See also this BioStar post for other gene ID mapping solutions: Gene Id Conversion Tool

Egon Willighagen · Answer 2 · 2011-05-10

As far as direct mapping from Ensembl ID's to Entrez ID's goes you could use many mapping services. You could look into BridgeDb which out of the box allows you to use ENSEMBL based mapping but it is really a software framework (in Java or as a webservice) that can access many mapping services.

The multiple ENSEMBL transcripts will probably map to multiple Entrez transcripts indeed. But your pathway analysis program will most likely not know about the different transcripts and only have the full gene product. If that is the case it will probably pick up just a single gene, so you will not have an overestimation after all. But you need to check of course. Some pathway analysis tools might not map individual transcripts at all.

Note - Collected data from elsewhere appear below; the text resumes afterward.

PR #2628, opened 2022-07-12
New enhanced API for  specifying Chisel to Firrtl Annotations

girishpai:
### Contributor Checklist

#### Type of Improvement
- new feature / API 
- 

#### High level Changes
- With the intent to ensure no existing code breaks / needs an update - a different variable (called newAnnotations) was used. Also wherever this is used a default value of Seq.empty was provided in the function argument list - again to avoid updating existing code. 
-  A new trait called `ChiselMultiAnnotaiton` was created with `toFirrtl` method - which returns a Seq of Annotations. 

@jackkoenig  this is based on our agreed upon strategy (creating a totally new trait as opposed to adding a new method in the existing one) 

#### API Impact

No impact to current code. The current API is useful to generate annotations  containing information which will only be available after a module elaborates.  However this is limited since we can only generate a single annotation per call. In some cases we need ability to generate a Seq of annotations. 

No change to generated verilog. 

#### Desired Merge Strategy
- Squash

#### Release Notes

New API to convert a single `Chisel Annotation` into a Seq of `FirrtlAnnotations` 

- [ ] Did you review?

### DIFF
--- a/core/src/main/scala/chisel3/Annotation.scala
+++ b/core/src/main/scala/chisel3/Annotation.scala
@@ -39,7 +39,6 @@ object annotate {
     Builder.annotations += anno
   }
   def apply(annos: ChiselToFirrtlAnnotations): Unit = {
-    println("Adding to new annotations in the builder")
     Builder.newAnnotations += annos
   }
 }
--- a/core/src/main/scala/chisel3/Annotation.scala
+++ b/core/src/main/scala/chisel3/Annotation.scala
@@ -20,6 +20,10 @@ trait ChiselAnnotation {
   def toFirrtl: Annotation
 }
 
+trait ChiselToFirrtlAnnotations {
+  def toFirrtlAnnotations: Seq[Annotation]
+}
+
 /** Mixin for [[ChiselAnnotation]] that instantiates an associated FIRRTL Transform when this Annotation is present
   * during a run of
   * [[Driver$.execute(args:Array[String],dut:()=>chisel3\.RawModule)* Driver.execute]].
@@ -33,6 +37,10 @@ trait RunFirrtlTransform extends ChiselAnnotation {
 object annotate {
   def apply(anno: ChiselAnnotation): Unit = {
     Builder.annotations += anno
+  }
+  def apply(annos: ChiselToFirrtlAnnotations): Unit = {
+    println("Adding to new annotations in the builder")
+    Builder.newAnnotations += annos
   }
 }
 
--- a/core/src/main/scala/chisel3/Annotation.scala
+++ b/core/src/main/scala/chisel3/Annotation.scala
@@ -20,6 +20,10 @@ trait ChiselAnnotation {
   def toFirrtl: Annotation
 }
 
+/** Enhanced interface for Annotations in Chisel
+  *
+  *  Defines a conversion to corresponding FIRRTL Annotation(s)
+  */
 trait ChiselToFirrtlAnnotations {
   def toFirrtlAnnotations: Seq[Annotation]
 }
--- a/core/src/main/scala/chisel3/Annotation.scala
+++ b/core/src/main/scala/chisel3/Annotation.scala
@@ -24,8 +24,8 @@ trait ChiselAnnotation {
   *
   *  Defines a conversion to corresponding FIRRTL Annotation(s)
   */
-trait ChiselToFirrtlAnnotations {
-  def toFirrtlAnnotations: Seq[Annotation]
+trait ChiselMultiAnnotation {
+  def toFirrtl: Seq[Annotation]
 }
 
 /** Mixin for [[ChiselAnnotation]] that instantiates an associated FIRRTL Transform when this Annotation is present
@@ -42,7 +42,7 @@ object annotate {
   def apply(anno: ChiselAnnotation): Unit = {
     Builder.annotations += anno
   }
-  def apply(annos: ChiselToFirrtlAnnotations): Unit = {
+  def apply(annos: ChiselMultiAnnotation): Unit = {
     Builder.newAnnotations += annos
   }
 }
--- a/core/src/main/scala/chisel3/internal/firrtl/IR.scala
+++ b/core/src/main/scala/chisel3/internal/firrtl/IR.scala
@@ -872,11 +872,11 @@ case class DefBlackBox(
   @deprecated("Do not use newAnnotations val of Circuit directly - use firrtlAnnotations instead. Will be removed in a future release",
     "Chisel 3.5")
   @since("Chisel 3.5.4")
-  newAnnotations: Seq[ChiselToFirrtlAnnotations] = Seq.empty) {
+  newAnnotations: Seq[ChiselMultiAnnotation] = Seq.empty) {
 
   def firrtlAnnotations: Iterable[Annotation] =
     annotations.flatMap(_.toFirrtl.update(renames)) ++ newAnnotations.flatMap(
-      _.toFirrtlAnnotations.flatMap(_.update(renames))
+      _.toFirrtl.flatMap(_.update(renames))
     )
 
   def copy(
--- a/core/src/main/scala/chisel3/internal/firrtl/IR.scala
+++ b/core/src/main/scala/chisel3/internal/firrtl/IR.scala
@@ -865,9 +865,8 @@ case class Circuit(
   name:           String,
   components:     Seq[Component],
   annotations:    Seq[ChiselAnnotation],
-  newAnnotations: Seq[ChiselToFirrtlAnnotations],
-  renames:        RenameMap) {
-  println(s"NewAnnoSize = ${newAnnotations.size}")
+  renames:        RenameMap,
+  newAnnotations: Seq[ChiselToFirrtlAnnotations] = Seq.empty) {
   def firrtlAnnotations: Iterable[Annotation] =
     annotations.flatMap(_.toFirrtl.update(renames)) ++ newAnnotations.flatMap(
       _.toFirrtlAnnotations.flatMap(_.update(renames))
--- a/core/src/main/scala/chisel3/internal/firrtl/IR.scala
+++ b/core/src/main/scala/chisel3/internal/firrtl/IR.scala
@@ -14,7 +14,6 @@ import _root_.firrtl.annotations.Annotation
 import scala.collection.immutable.NumericRange
 import scala.math.BigDecimal.RoundingMode
 import scala.annotation.nowarn
-import dataclass.{data, since}
 
 case class PrimOp(name: String) {
   override def toString: String = name
@@ -862,7 +861,7 @@ case class DefBlackBox(
   params: Map[String, Param])
     extends Component
 
-@data class Circuit(
+case class Circuit(
   name:       String,
   components: Seq[Component],
   @deprecated("Do not use annotations val of Circuit directly - use firrtlAnnotations instead. Will be removed in a future release",
@@ -871,8 +870,11 @@ case class DefBlackBox(
   renames:     RenameMap,
   @deprecated("Do not use newAnnotations val of Circuit directly - use firrtlAnnotations instead. Will be removed in a future release",
     "Chisel 3.5")
-  @since("Chisel 3.5.4")
-  newAnnotations: Seq[ChiselMultiAnnotation] = Seq.empty) {
+
+  newAnnotations: Seq[ChiselMultiAnnotation]) {
+
+  def this(name: String, components: Seq[Component], annotations: Seq[ChiselAnnotation], renames: RenameMap) =
+    this(name, components, annotations, renames, Seq.empty)
 
   def firrtlAnnotations: Iterable[Annotation] =
     annotations.flatMap(_.toFirrtl.update(renames)) ++ newAnnotations.flatMap(
@@ -887,8 +889,12 @@ case class DefBlackBox(
   ) = Circuit(name, components, annotations, renames, newAnnotations)
 
 }
-object Circuit {
+object Circuit
+    extends scala.runtime.AbstractFunction4[String, Seq[Component], Seq[ChiselAnnotation], RenameMap, Circuit] {
   def unapply(c: Circuit): Option[(String, Seq[Component], Seq[ChiselAnnotation], RenameMap)] = {
     Some((c.name, c.components, c.annotations, c.renames))
   }
+
+  def apply(name: String, components: Seq[Component], annotations: Seq[ChiselAnnotation], renames: RenameMap): Circuit =
+    new Circuit(name, components, annotations, renames)
 }
--- a/core/src/main/scala/chisel3/internal/firrtl/IR.scala
+++ b/core/src/main/scala/chisel3/internal/firrtl/IR.scala
@@ -871,7 +871,8 @@ case class DefBlackBox(
   renames:     RenameMap,
   @deprecated("Do not use newAnnotations val of Circuit directly - use firrtlAnnotations instead. Will be removed in a future release",
     "Chisel 3.5")
-  @since newAnnotations: Seq[ChiselToFirrtlAnnotations] = Seq.empty) {
+  @since("Chisel 3.5.4")
+  newAnnotations: Seq[ChiselToFirrtlAnnotations] = Seq.empty) {
 
   def firrtlAnnotations: Iterable[Annotation] =
     annotations.flatMap(_.toFirrtl.update(renames)) ++ newAnnotations.flatMap(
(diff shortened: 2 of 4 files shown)


core/src/main/scala/chisel3/internal/firrtl/IR.scala
```diff
@@ -861,7 +861,14 @@ case class DefBlackBox(
   params: Map[String, Param])
     extends Component
 
-case class Circuit(name: String, components: Seq[Component], annotations: Seq[ChiselAnnotation], renames: RenameMap) {
-  def firrtlAnnotations: Iterable[Annotation] = annotations.flatMap(_.toFirrtl.update(renames))
-
+case class Circuit(
```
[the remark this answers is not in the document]
mwachs5: though I supposed this does not need to block

mwachs5 (commented):
Shouldn't there be something when we do Convert to FIRRTL that actually looks at these newAnnotations?

https://github.com/chipsalliance/chisel3/blob/2b48fd15a7711dcd44334fbbc538667a102a581a/src/main/scala/chisel3/stage/phases/Convert.scala#L30

core/src/main/scala/chisel3/Annotation.scala
```diff
@@ -20,6 +20,14 @@ trait ChiselAnnotation {
   def toFirrtl: Annotation
 }
 
+/** Enhanced interface for Annotations in Chisel
+  *
+  *  Defines a conversion to corresponding FIRRTL Annotation(s)
+  */
+trait ChiselToFirrtlAnnotations {
+  def toFirrtlAnnotations: Seq[Annotation]
+}
```
seldridge, line 29: I'm not huge on this trait name, but I can't think of a better one. Maybe `FirrtlAnnotationGenerator` or `FirrtlAnnotationAdder` or `FirrtlAnnotationBuilder`. The method name would then possibly be better as `addFirrtlAnnotations` or something.

core/src/main/scala/chisel3/internal/firrtl/IR.scala
```diff
@@ -861,7 +861,14 @@ case class DefBlackBox(
...
+  name:           String,
+  components:     Seq[Component],
+  annotations:    Seq[ChiselAnnotation],
+  renames:        RenameMap,
+  newAnnotations: Seq[ChiselToFirrtlAnnotations] = Seq.empty) {
+  def firrtlAnnotations: Iterable[Annotation] =
```
girishpai, line 870: > Shouldn't there be something when we do Convert to FIRRTL that actually looks at these newAnnotations?

@mwachs5  - that's handled here - in short firrtlAnnotations now includes flattening of the new Seq of annotations in addition to the ones from the legacy API.

seldridge (commented):
Generally looks good. Some ideas/suggestions throughout.

core/src/main/scala/chisel3/internal/firrtl/IR.scala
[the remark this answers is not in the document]
girishpai: Since we did not have a scaladoc for this class to begin with - would like to de-couple that from this PR (hope that's ok).

src/test/scala/chiselTests/NewAnnotationsSpec.scala
```diff
@@ -0,0 +1,75 @@
...
+    // Pass multiple annotations in the same seq - should get emitted out correctly.
+    annotate(new ChiselToFirrtlAnnotations {
+      def toFirrtlAnnotations =
+        Seq(new DontTouchAnnotation(mod1.io.in.toNamed), new DontTouchAnnotation(mod1.io.out.toNamed))
+    })
+  }
+
+  val stage = new ChiselStage
+  "Ensure all annotations continue to be passed / digested correctly with the new API" - {
+    "NoDedup and DontTouch work as expected" in {
```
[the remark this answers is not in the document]
girishpai: @seldridge agreed! Did something quick and dirty by copy-pasting and modifying. Will trim down this test.

core/src/main/scala/chisel3/Annotation.scala
```diff
@@ -34,6 +42,9 @@ object annotate {
   def apply(anno: ChiselAnnotation): Unit = {
     Builder.annotations += anno
   }
```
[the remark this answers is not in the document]
girishpai: @seldridge - that seems really neat - let me give it a shot! I obviously took the brute force approach to begin with!

core/src/main/scala/chisel3/Annotation.scala
girishpai: @seldridge  don't have strong opinions on the name - I just went with something quick to reduce mental load!

core/src/main/scala/chisel3/Annotation.scala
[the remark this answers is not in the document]
girishpai: Although one prime reason for this brute force was for this initial PR to not touch / modify anything related to the older API (handle that as part of a different PR). Either ways if the suggested change does not cause a lot of disruption will go with it! Also will wait on @jackkoenig to weigh in.

core/src/main/scala/chisel3/Annotation.scala
jackkoenig: When we originally added the Annotation API, I actually argued for `() => firrtl.Annotation` as the type but was shot down in the Chisel dev meeting 🙃. That being said your slick trick for `.toRelativeTarget` won't work if we just use nullary functions so that might be a good enough reason to keep this new API as a trait. The coolest thing about your trick isn't the implicit class, it's that the `ChiselAnnotation` object can eagerly grab the current Module which is the biggest problem with `toRelativeTarget` (that grabbing the current module needs to be eager, but the .toRelativeTarget call needs to be lazy).

girishpai: ok - I admit to not going over/understanding  @seldridge  trick yet for `toRelativeTarget` - and will just agree with @jackkoenig 's expertise that the trait is the way to go!

core/src/main/scala/chisel3/Annotation.scala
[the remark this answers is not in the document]
girishpai: ok this amazing trick worked - as in compile passed - running all the tests  - lets hope it holds!

core/src/main/scala/chisel3/internal/firrtl/IR.scala
```diff
@@ -861,7 +861,14 @@ case class DefBlackBox(
...
 
-case class Circuit(name: String, components: Seq[Component], annotations: Seq[ChiselAnnotation], renames: RenameMap) {
-  def firrtlAnnotations: Iterable[Annotation] = annotations.flatMap(_.toFirrtl.update(renames))
-
+case class Circuit(
+  name:           String,
+  components:     Seq[Component],
+  annotations:    Seq[ChiselAnnotation],
+  renames:        RenameMap,
+  newAnnotations: Seq[ChiselToFirrtlAnnotations] = Seq.empty) {
```
jackkoenig, line 869: Adding fields to case classes is both a binary incompatible and source incompatible change. This would not be an issue if we had properly made all of these classes private.... but we didn't and [some users do notice](https://github.com/chipsalliance/chisel3/issues/2307).

To safely backport this to 3.5.x (which I presume is your plan) we either need to [use dataclass](https://github.com/chipsalliance/firrtl/pull/2071/files) to give case class-like behavior in a more friendly way for making modifications like this, or we need to add these new arguments to a 2nd parameter list and implement equals and hashcode ourselves.

core/src/main/scala/chisel3/Annotation.scala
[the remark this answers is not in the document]
girishpai: unfortunately a bunch of tests failed - taking a look (19 in total) - hopefully can find a quick solution - else will revert to the ugly code which we have.

core/src/main/scala/chisel3/internal/firrtl/IR.scala
jackkoenig: This is why I originally added this def, because the annotations need to be renamed anyway (for DataViews) so it's pretty important people don't access the ChiselAnnotations from the class directly.

In fact, could you deprecate the `annotations` field of this class to tell anyone who happens to be using this API to use `firrtlAnnotations` instead?

core/src/main/scala/chisel3/internal/firrtl/IR.scala
girishpai: @jackkoenig  let me explore that - I am assuming since the `annotations` variable is publicly visible - the change suggested by @seldridge  to make `annotations`  `Seq[ChiselToFirrtlAnnotations]` instead of `Seq[ChiselAnnotation]` also is disruptive?

girishpai: > @jackkoenig let me explore that - I am assuming since the `annotations` val is publicly visible - the change suggested by @seldridge to make `annotations` `Seq[ChiselToFirrtlAnnotations]` instead of `Seq[ChiselAnnotation]` also is disruptive?

core/src/main/scala/chisel3/Annotation.scala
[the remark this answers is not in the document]
girishpai: @jackkoenig  needed your inputs - though unifying the two annotations is the clean way to do it - might be more disruptive than I thought.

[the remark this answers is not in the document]
girishpai: Discussed with @jackkoenig  - unfortunately due to backward compatibility requirements - for now we have decided to keep it this way (added a TODO to take care of it in the near future)

core/src/main/scala/chisel3/internal/firrtl/IR.scala
girishpai: @jackkoenig  please take a look - have used dataclass - however not sure if I have handled copy properly (also do we need an unapply method? )

core/src/main/scala/chisel3/internal/firrtl/IR.scala
girishpai: Done - added the deprecated warning on both `annotations` and `newAnnotations` just in case someone tries to use that as well. Hope that's fine.

core/src/main/scala/chisel3/internal/firrtl/IR.scala
```diff
@@ -861,7 +862,28 @@ case class DefBlackBox(
...
+      _.toFirrtlAnnotations.flatMap(_.update(renames))
+    )
+
+  def copy(
+    name:           String = name,
+    components:     Seq[Component] = components,
+    annotations:    Seq[ChiselAnnotation] = annotations,
+    renames:        RenameMap = renames,
+    newAnnotations: Seq[ChiselToFirrtlAnnotations] = newAnnotations
+  ) = Circuit(name, components, annotations, renames, newAnnotations)
```
girishpai, line 887: @jackkoenig  not sure if we need two different versions of copy (similar to apply)

girishpai: Also not sure if we need an implementation for "unapply"

girishpai: when I tried to overload copy - it gave some error from the data macro - just FYI - did not spend too much time debugging it - if we do need two different copy versions will spend time on that.

core/src/main/scala/chisel3/Annotation.scala
```diff
@@ -20,6 +20,14 @@ trait ChiselAnnotation {
   def toFirrtl: Annotation
 }
 
+/** Enhanced interface for Annotations in Chisel
+  *
+  *  Defines a conversion to corresponding FIRRTL Annotation(s)
+  */
+trait ChiselToFirrtlAnnotations {
+  def toFirrtlAnnotations: Seq[Annotation]
```
jackkoenig, line 28:
```suggestion
trait ChiselMultiAnnotation {
  def toFirrtl: Seq[Annotation]
```

Meganit but just making the naming be more in line with the existing `ChiselAnnotation`

core/src/main/scala/chisel3/internal/firrtl/IR.scala
jackkoenig: Copy should exclude any new methods (any after `@since`), also please add `"Chisel 3.5.4"` to the since just to make it obvious. You also do need to define unapply. To check if your changes are binary compatible, you can try making them against 3.5.x and then running `sbt +mimaReportBinaryIncompatibilities`

See https://github.com/chipsalliance/firrtl/blob/c7403e80f965aa3c6f65b176dbb56dbb905cbb31/src/main/scala/firrtl/ir/IR.scala#L769 for example of the copy not having any new fields and of implementing unapply yourself (again not including the new fields).

core/src/main/scala/chisel3/internal/firrtl/IR.scala
jackkoenig: I responded on the `Outdated` thread: https://github.com/chipsalliance/chisel3/pull/2628#discussion_r919492572

core/src/main/scala/chisel3/internal/firrtl/IR.scala
```diff
@@ -861,7 +862,28 @@ case class DefBlackBox(
...
     extends Component
 
-case class Circuit(name: String, components: Seq[Component], annotations: Seq[ChiselAnnotation], renames: RenameMap) {
-  def firrtlAnnotations: Iterable[Annotation] = annotations.flatMap(_.toFirrtl.update(renames))
+@data class Circuit(
+  name:       String,
+  components: Seq[Component],
+  @deprecated("Do not use annotations val of Circuit directly - use firrtlAnnotations instead. Will be removed in a future release",
+    "Chisel 3.5")
+  annotations: Seq[ChiselAnnotation],
```
girishpai, line 870: @jackkoenig is this the right way to call deprecated? Do I need to change the version number - since I am gettnig a compile error (due to this deprecation) within our internal sifive codebase. I distinctly remember using Chisel 3.5 for something similar in the recent past and it not complaining.

core/src/main/scala/chisel3/internal/firrtl/IR.scala
girishpai: @jackkoenig did what you suggested - and I am seeing similar errors as mentioned in the PR you linked after my update - can these be ignored? 
```
error] chisel3-core: Failed binary compatibility check against edu.berkeley.cs:chisel3-core_2.12:3.5.3! Found 4 potential problems (filtered 8)
[error]  * class chisel3.internal.firrtl.Circuit is declared final in current version
[error]    filter with: ProblemFilters.exclude[FinalClassProblem]("chisel3.internal.firrtl.Circuit")
[error]  * static method tupled()scala.Function1 in class chisel3.internal.firrtl.Circuit does not have a correspondent in current version
[error]    filter with: ProblemFilters.exclude[DirectMissingMethodProblem]("chisel3.internal.firrtl.Circuit.tupled")
[error]  * static method curried()scala.Function1 in class chisel3.internal.firrtl.Circuit does not have a correspondent in current version
[error]    filter with: ProblemFilters.exclude[DirectMissingMethodProblem]("chisel3.internal.firrtl.Circuit.curried")
[error]  * the type hierarchy of object chisel3.internal.firrtl.Circuit is different in current version. Missing types {scala.runtime.AbstractFunction4}
[error]    filter with: ProblemFilters.exclude[MissingTypesProblem]("chisel3.internal.firrtl.Circuit$")

```

core/src/main/scala/chisel3/internal/firrtl/IR.scala
girishpai: Added nowarn and now compile passes.

core/src/main/scala/chisel3/Annotation.scala
girishpai: Changed!

core/src/main/scala/chisel3/internal/firrtl/IR.scala
girishpai: @jackkoenig have incorporated your changes to resolve the compatibility issues - the check is still running locally - and so far so good - will update once it ends (hopefully passes).

girishpai: It passed! 

```
sbt +mimaReportBinaryIssues
....
[success] Total time: 22 s, completed Jul 13, 2022 11:25:27 AM
[info] Setting Scala version to 2.13.7 on 6 projects.
[info] Reapplying settings...
[info] set current project to chisel3 (in build file:/scratch/girishp/vscode/clone_23jun/federation/rocket-chip/chisel3/)
[success] Total time: 0 s, completed Jul 13, 2022 11:25:28 AM
[info] Setting Scala version to 2.13.8 on 6 projects.
[info] Reapplying settings...
[info] set current project to chisel3 (in build file:/scratch/girishp/vscode/clone_23jun/federation/rocket-chip/chisel3/)
[success] Total time: 0 s, completed Jul 13, 2022 11:25:29 AM
[info] Reapplying settings...
[info] set current project to chisel3 (in build file:/scratch/girishp/vscode/clone_23jun/federation/rocket-chip/chisel3/)
```

girishpai: This is on 3.5.x ....

jackkoenig (approved):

I am not sure why some of your ENSEMBL transcripts don't have an Entrez ID at all. How did you find that they don't. Is that ENSEMBL's mapping? I think you would have to check whether these mappings are missing for a good reason or not. They might for instance be ENSEMBL pseudogenes.

We are currently busy evaluating PathVisio's (our own pathway analysis tool) and BridgeD's behaviour in relation to splice variants and miRNA targeting in general. If you would like to try these tools please also register on the email list and tell us your experiences. We might be able to help with some of the problems.

score 2 · Answer 3 · 2011-05-11

How are you pulling the IDs? Is it via the Ensembl API? I have encountered similar problems with Ensembl genes not mapping to HGNC or Entrez identifiers when I would expect them to. There are some genuine errors in there but often it is because Ensembl have categorised the gene as a pseudogene and they say their primary focus is not mapping of pseudogene IDs! In terms of the multiple Entrez IDs - I have seen a lot of them to be 'undesirable' and would not just use them interchangeably. That's why I ask how you are retrieving the IDs - this will help me advise you further. It might be worth retrieving the Ensembl to Entrez ID maps from the NCBI and see how these compare to the ones from Ensembl. This has helped me in the past.